*What the task asks:* Please restate exactly what appears in the records below from the first line to the line where "Currently BlockWatcher always" is, that line included.

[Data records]
BEGIN

Issue #561, opened 2019-11-27
blockwatch: Refactor polling loop to always fetch until latest


fabioberger:
Currently BlockWatcher always fetches the next known block. If for whatever reason it falls behind the latest block, it's polling interval will dictate how quickly it will catch up with the latest block.

It turns out the production of blocks, while having an average of one block produced per ~13 seconds, this happens far from clock-work fashion. In analyzing the last 20k blocks, I observed it could take as little as 1 second, or as long as 112sec to mine a block. 5% of blocks took less than 2sec to mine, 12% took less than 3sec and 17% less than 4sec. 

If the default block polling interval is set to 5sec, the current design can cause the Mesh node to fall several blocks behind if a few fast blocks are mined in succession. We'd have to wait `blocksPast * 5sec` time before we were caught up.

An alternative design is to always have the block poller fetch the latest block on an interval. If several blocks have passed between the last block seen and the latest block, it sends additional requests to backfill those missing. This approach guarentees that every 5seconds, we once again have caught up with the latest block.

This approach requires the fast-sync behavior we've already built, so it is now a feasible approach.

fabioberger:
Addressed in #564

PR #564, opened 2019-11-28
blockwatch: Sync to latest block available on each polling interval

fabioberger:
Fixes: https://github.com/0xProject/0x-mesh/issues/561

In addition, this PR also:
- Removes the `StartBlockDepth` config since with fast-sync, we always want to start the BlockWatcher at the latest block.
- Immediately fetches the first block when `blockWatcher.Watch()` is called instead of waiting for the first Ticker tick.
- Ensures that we only emit block events if our state of the chain has moved forward in terms of block number. If an error is thrown during a block-reorg for instance, all state changes are reverted to the last known good state. This reduces the amount of block event thrash and gives us this nice property that block events always leave the node at a higher block number which we can use to asynchronously update `fillableTakerAssetAmount`s in the DB in a subsequent PR.
- Persists changes to the stored block headers in the DB only once finalized. Updates are done atomically using transactions.


ethereum/dbstack/db_stack.go
```diff
@@ -1,91 +1,168 @@
...
-// DBStack allows performing basic stack operations on a stack of meshdb.MiniHeaders stored
-// in the DB backing our meshdb package.
-type DBStack struct {
-	// TODO(albrow): Use Transactions when db supports them instead of a mutex
-	// here. There are cases where we need to make sure no modifications are made
-	// to the database in between a read/write or read/delete.
-	mut    sync.Mutex
-	meshDB *meshdb.MeshDB
-	limit  int
+type updateType int
```
albrow: Can we de-dupe the definitions for `updateType` and `update`? Currently defined both here and in __ethereum/blockwatch/simple_stack.go__.

ethereum/dbstack/db_stack.go
```diff
@@ -1,91 +1,168 @@
...
+
+	txn := d.meshDB.MiniHeaders.OpenTransaction()
+	defer func() {
+		_ = txn.Discard()
+	}()
+
+	for _, u := range d.updates {
+		switch u.Type {
+		case pop:
+			latestMiniHeader, err := d.meshDB.FindLatestMiniHeader()
```
albrow: In the context of a `db.Transaction`, nothing is actually written to the database until `Commit` is called. That means that `FindLatestMiniHeader` always returns the same `MiniHeader`, whatever the latests is at the time the transaction was opened. I don't think this is what you intended.

If I'm right and this is a bug, we should also improve our test coverage so we can catch cases like this.

ethereum/dbstack/db_stack_test.go
```diff
@@ -54,3 +55,44 @@ func TestDBStackPushPeekPop(t *testing.T) {
 	require.NoError(t, err)
 	assert.Len(t, miniHeaders, expectedLen)
 }
+
+func TestDBStackReset(t *testing.T) {
+	meshDB, err := meshdb.New("/tmp/leveldb_testing/" + uuid.New().String())
+	require.NoError(t, err)
+	stack, err := New(meshDB, 10)
```
albrow: We should improve this test by doing more than one push/pop. We should also include a case where the same miniheader is pushed and popped more than once. We should also include a test where we call both `Checkpoint` and `Reset`.

ethereum/dbstack/db_stack.go
```diff
@@ -1,91 +1,168 @@
...
+		meshDB:      meshDB,
+		limit:       retentionLimit,
+		miniHeaders: miniHeaders,
+		updates:     []*update{},
+	}
+	return d, nil
+}
+
+// Peek returns the top of the stack
+func (d *DBStack) Peek() (*miniheader.MiniHeader, error) {
```
albrow: Since `DBStack` now also holds miniheaders in memory it seems like it is a lot more similar to `SimpleStack`. If I understand correctly, the only real changes are in the `Checkpoint` and `Reset` methods. Maybe we could reduce some duplicated code by having `DBStack` own a `SimpleStack` as a (possibly embedded) struct field?

ethereum/blockwatch/block_watcher.go
```diff
@@ -185,46 +194,82 @@ func (w *Watcher) GetAllRetainedBlocks() ([]*miniheader.MiniHeader, error) {
...
+
+	allEvents := []*Event{}
+	var syncErr error
+	for i := 0; i < numBlocksToFetch; i++ {
+		// Optimization: If numBlocksToFetch is 1, we already know what the nextHeader is, so avoid
+		// fetching it again. If there is more then 1 block to fetch, compute each from the last
+		// stored and fetch it
+		nextHeader := latestHeader
+		if numBlocksToFetch != 1 {
+			lastStoredHeader, syncErr := w.stack.Peek()
```
albrow: There's a subtle bug here. Because you used the `:=` operator, `syncErr` is redefined as a new variable within the scope of the for loop. Even though the two variables have the same name, changing the value of the one inside of the for loop will not change the one on the outside. See this playground example: https://play.golang.org/p/MsDG77VWgUr.

This is a common gotcha in Go and we should try to avoid declaring and redefining `syncErr` like this altogether if possible. It looks like the main reason you wrote the code this way is to clean up at the end of the for loop by either calling `Reset` or `Checkpoint` and potentially sending events through the `blockFeed`. I wonder if there is another way to structure this code? Maybe we could make use of `defer`?

The presence of this bug also makes me nervous about our test coverage. Can we improve our tests so that we would catch cases like this?

ethereum/blockwatch/block_watcher.go
```diff
@@ -185,46 +194,82 @@ func (w *Watcher) GetAllRetainedBlocks() ([]*miniheader.MiniHeader, error) {
...
-	return nil
+
+	return syncErr
+}
+
+func (w *Watcher) shouldRevertChanges(lastStoredHeader *miniheader.MiniHeader, events []*Event) bool {
+	if len(events) == 0 || lastStoredHeader == nil {
+		return false
+	}
+	// If we haven't progressed in terms of block number, revert back to previous "latest" block.
```
albrow: Can you elaborate on this? Shouldn't re-orgs only ever occur if one chain reached a higher block number than the one we were previously considering the "latest"?

ethereum/blockwatch/block_watcher.go
```diff
@@ -185,46 +194,82 @@ func (w *Watcher) GetAllRetainedBlocks() ([]*miniheader.MiniHeader, error) {
...
+	// This ensures block events always leave the node further ahead, preventing unnecessary thrash
+	// during block-reorgs (which tend to cluster)
+	newLatestHeader := events[len(events)-1].BlockHeader
+	return newLatestHeader.Number.Int64() <= lastStoredHeader.Number.Int64()
```
albrow: If we just need to do a comparison and nothing else, `Cmp` is probably faster here and uses less memory.

ethereum/blockwatch/block_watcher.go
```diff
@@ -185,46 +194,82 @@ func (w *Watcher) GetAllRetainedBlocks() ([]*miniheader.MiniHeader, error) {
...
+			return nil
+		}
+		numBlocksToFetch = int(latestHeader.Number.Int64() - lastStoredHeader.Number.Int64())
 	}
-	if err != nil {
-		return err
+
+	allEvents := []*Event{}
+	var syncErr error
+	for i := 0; i < numBlocksToFetch; i++ {
```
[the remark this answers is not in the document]
fabioberger: Added the following conditional:

```
if numBlocksToFetch >= constants.MaxBlocksStoredInNonArchiveNode {
		return fmt.Errorf(
			"cannot sync blocks more than %d blocks behind latest (%d). Your `BLOCK_POLLING_INTERVAL` is probably set too high",
			constants.MaxBlocksStoredInNonArchiveNode,
			numBlocksToFetch,
		)
	}
```

This should only happen if their `BLOCK_POLLING_INTERVAL` was manually set to a very infrequent interval.

ethereum/dbstack/db_stack.go
fabioberger: Good catch. Fixed and added regression test.

ethereum/dbstack/db_stack_test.go
```diff
@@ -54,3 +55,44 @@ func TestDBStackPushPeekPop(t *testing.T) {
 	require.NoError(t, err)
 	assert.Len(t, miniHeaders, expectedLen)
 }
+
+func TestDBStackReset(t *testing.T) {
```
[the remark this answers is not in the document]
fabioberger: Now that I've refactored DBStack to contain an instance of SimpleStack and all common logic is in one place, the DBStack tests now also test the SimpleStack.

ethereum/dbstack/db_stack.go
fabioberger: Ended up deduping by making DBStack instantiate a SimpleStack within it.

ethereum/blockwatch/block_watcher.go
fabioberger: Good catch. I've re-written this logic so that we use the regular `err` var when assigning, and only if an error occurs do we assign it to `syncErr` before `break`ing. 

The test coverage for BlockWatcher is at ~80% and almost all lines that aren't covered are error conditions. I'll work on bumping up coverage and will start with a regression test for the above.

ethereum/blockwatch/block_watcher.go
fabioberger: That is correct. However, syncing to the latest block will involve multiple ETH RPC calls and if any of them fail, we reach this part of the code, and so we check that if we haven't progressed higher before the failure happened, we revert the changes made.

E.g. 1, found 4 blocks are missing, fetched first block with logs, then second, on fetching the 3rd block we received a non-200 response. Since two blocks were added, we don't revert.

E.g. 2, found block re-org, removed a block, tried to fetch replacement block but got non-200 response, since we only removed a block at this point, we are not further ahead so revert the changes made.

ethereum/simplestack/simple_stack.go
```diff
@@ -0,0 +1,167 @@
...
+type SimpleStack struct {
+	limit              int
+	miniHeaders        []*miniheader.MiniHeader
+	updates            []*Update
+	mu                 sync.Mutex
+	latestCheckpointID int
+}
+
+// NewSimpleStack instantiates a new SimpleStack
+func NewSimpleStack(retentionLimit int, miniHeaders []*miniheader.MiniHeader) *SimpleStack {
```
albrow: This should just be called `New` since it's already namespaced in the `simplestack` package.

ethereum/simplestack/simple_stack.go
```diff
@@ -0,0 +1,167 @@
...
+	Type       updateType
+	MiniHeader *miniheader.MiniHeader
+}
+
+// SimpleStack is a simple in-memory stack used in tests
+type SimpleStack struct {
+	limit              int
+	miniHeaders        []*miniheader.MiniHeader
+	updates            []*Update
+	mu                 sync.Mutex
```
albrow: Can you make this an `RWMutex`?

ethereum/simplestack/simple_stack.go
```diff
@@ -0,0 +1,167 @@
...
+			return fmt.Errorf("Unrecognized update type encountered: %d", u.Type)
+		}
+	}
+	s.updates = []*Update{}
+	return nil
+}
+
+// GetUpdates returns the updates applied since the last checkpoint
+func (s *SimpleStack) GetUpdates() []*Update {
+	return s.updates
```
albrow: To guarantee goroutine-safety you need to make a copy of `s.updates` here. Otherwise the the caller will have a reference to the underlying array that is not protected by a mutex.

ethereum/simplestack/simple_stack.go
```diff
@@ -0,0 +1,167 @@
...
+	s.miniHeaders = s.miniHeaders[:len(s.miniHeaders)-1]
+	s.updates = append(s.updates, &Update{
+		Type:       Pop,
+		MiniHeader: top,
+	})
+	return top, nil
+}
+
+// Push adds a miniheader.MiniHeader to the stack
+func (s *SimpleStack) Push(miniHeader *miniheader.MiniHeader) error {
```
albrow: Is there a reason to have separate `Push` and `push` methods? I don't like that it is possible to call `push` without holding a lock on the mutex. The fact that it's unexported helps, but I would prefer if we just had one method that always uses a mutex. I also don't see any reason to split up some methods (e.g., `Push`/`push`, `Pop`/`pop`) but not others (e.g. `Checkpoint`, `Clear`).

ethereum/blockwatch/block_watcher.go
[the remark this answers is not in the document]
albrow: Or if they experience network issues or Infura/Alchemy/someone's own Ethereum node goes down temporarily. Shouldn't we just do the same thing here that we do for "fast sync"?

ethereum/simplestack/simple_stack.go
```diff
@@ -0,0 +1,167 @@
+package simplestack
+
+import (
+	"fmt"
+	"sync"
+
+	"github.com/0xProject/0x-mesh/ethereum/miniheader"
+)
+
+type updateType int
```
albrow: As a general rule, if a variable is exported, the type of that variable should also be exported.

Otherwise, it can add annoying restrictions on what you can do as the caller/user of this package. For example you could not write a function outside of this package that accepts `updateType` as an argument (sometimes comes up in helper functions for tests). 

```suggestion
type UpdateType int
```

ethereum/blockwatch/block_watcher.go
```diff
@@ -185,46 +200,99 @@ func (w *Watcher) GetAllRetainedBlocks() ([]*miniheader.MiniHeader, error) {
...
+	if numBlocksToFetch >= constants.MaxBlocksStoredInNonArchiveNode {
+		return fmt.Errorf(
+			"cannot sync blocks more than or equal to %d blocks behind latest (%d). Your `BLOCK_POLLING_INTERVAL` is probably set too high",
+			constants.MaxBlocksStoredInNonArchiveNode,
+			numBlocksToFetch,
+		)
+	}
+
+	allEvents := []*Event{}
+	var syncErr error
```
albrow: I like this solution better and it definitely seems less error-prone. Can you add a brief comment explaining what `syncErr` is, when it should be set, and when it will be returned? It is a little unusual and I think worth explicitly noting.

ethereum/blockwatch/block_watcher.go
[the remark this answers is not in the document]
fabioberger: Went with returning an error and having Mesh crash, since in addition to re-setting the blocks stored in the DB, we'd also need OrderWatcher to re-validate all orders at the latest block. This will be done upon Mesh re-boot.

ethereum/blockwatch/block_watcher.go
```diff
@@ -185,46 +200,99 @@ func (w *Watcher) GetAllRetainedBlocks() ([]*miniheader.MiniHeader, error) {
...
+	}
+	if len(allEvents) == 0 {
+		return syncErr
+	}
+	if w.shouldRevertChanges(lastStoredHeader, allEvents) {
+		if err := w.stack.Reset(w.stackCheckpointID); err != nil {
+			return err
+		}
+	} else {
+		w.stackCheckpointID, err = w.stack.Checkpoint()
```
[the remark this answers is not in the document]
fabioberger: I see. Found a way to get rid of the instance variable. We now checkpoint right at the beginning of the `syncChain` method, and use that checkpointID when calling `Reset()`. The only awkward part is that we also checkpoint again at the end of the method if we decide to persist the changes in the in-memory stack to the DB.

The reason why `Checkpoint()` persists the in-memory stack changes to the DB is because we are supporting a generic `Stack` interface in BlockWatcher (could be in-memory only or in-memory & DB persisted), and `Checkpoint()` is the logical place to persist to the DB, making the changes "official". 

The call to `Checkpoint()` at the beginning of `syncChain` is therefore largely to avoid the footgun issue brought up. It will always just result in incrementing the checkpointID, since the other changes made by `Checkpoint` will have already been made by the previous run of `syncChain`.

ethereum/simplestack/simple_stack.go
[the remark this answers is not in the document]
fabioberger: Done. But what about the `*Update`'s it contains within it? Couldn't the caller still modify those as well?

ethereum/simplestack/simple_stack.go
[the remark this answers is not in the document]
fabioberger: `push` and `pop` are both called from within `Reset` which already holds a mutex and so we need a way to access the `pop` and `push` functionality without attempting to acquire the mutex we're already holding. I made these methods private since they are only meant to be used internally by other methods that have already acquired a mutex.

ethereum/simplestack/simple_stack.go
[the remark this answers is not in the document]
albrow: Good point. Maybe we should just make them not pointers? The structs aren't very big.

ethereum/simplestack/simple_stack.go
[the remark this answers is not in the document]
albrow: In that case can you add a comment to `pop` and `push` indicating that the caller should already hold a lock on the mutex?

ethereum/blockwatch/block_watcher.go
```diff
@@ -78,20 +88,15 @@ type Watcher struct {
 }
 
 // New creates a new Watcher instance.
-func New(config Config) (*Watcher, error) {
-	checkpointID, err := config.Stack.Checkpoint()
-	if err != nil {
-		return nil, err
-	}
+func New(config Config) *Watcher {
 	bs := &Watcher{
```
albrow: nit: This should probably just be called `watcher`. I'm not sure where the variable name `bs` came from but I'm guessing it made more sense at some point in the past.

ethereum/dbstack/db_stack.go
```diff
@@ -120,4 +120,4 @@ func (d *DBStack) Checkpoint() (int, error) {
 		return 0, err
 	}
 	return d.simpleStack.Checkpoint()
-}
+}
```
albrow: nit: Can you add a new line to the end of this file? Your editor should be configured to do this automatically. The new line was there before and it looks like you removed it.

ethereum/simplestack/simple_stack.go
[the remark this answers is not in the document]
fabioberger: Let's leave as is.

END

*Response for this exercise:*
Issue #561, opened 2019-11-27
blockwatch: Refactor polling loop to always fetch until latest


fabioberger:
Currently BlockWatcher always fetches the next known block. If for whatever reason it falls behind the latest block, it's polling interval will dictate how quickly it will catch up with the latest block.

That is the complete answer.